■ Directions ■
Your answer must be a single number: how many lines in the records below contain the word "readthedocs".
** Opening Given data block **
PR #186, opened 2023-04-29
Sphinx doc

md-arif-shaikh:
Create docs automatically and host on readthedocs


docs/source/gw_eccentricity.rst
```diff
@@ -0,0 +1,117 @@
+gw\_eccentricity package
+========================
```
vijayvarma392, line 2: Questions: Is this file autogenerated? Because otherwise, it would be hell to maintain this whenever there are new functions, etc. And if it is autogenerated:
1. Does it need to be in the repo, or will readdthedocs generate it itself.
2. Whenever there is a change in gw_ecc, what command needs to be run to generate these?

md-arif-shaikh: remove that file. It can be autogenerated in the pre-build step. Added that step in `.readthedocs.yaml`

vijayvarma392: Ok, please go through the [Files changed](https://github.com/vijayvarma392/gw_eccentricity/pull/186/files) and confirm that there are no other files that should not go in the repo. 

This can be accessed here: 
image

It's important to look at this for all PRs, so you catch issues that may have slipped you attention when writing the code. Also, save me review effort :)

md-arif-shaikh: checked. No other unnecessary files.

vijayvarma392 (approved):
** Closing Given data block **
■ Response area ■
2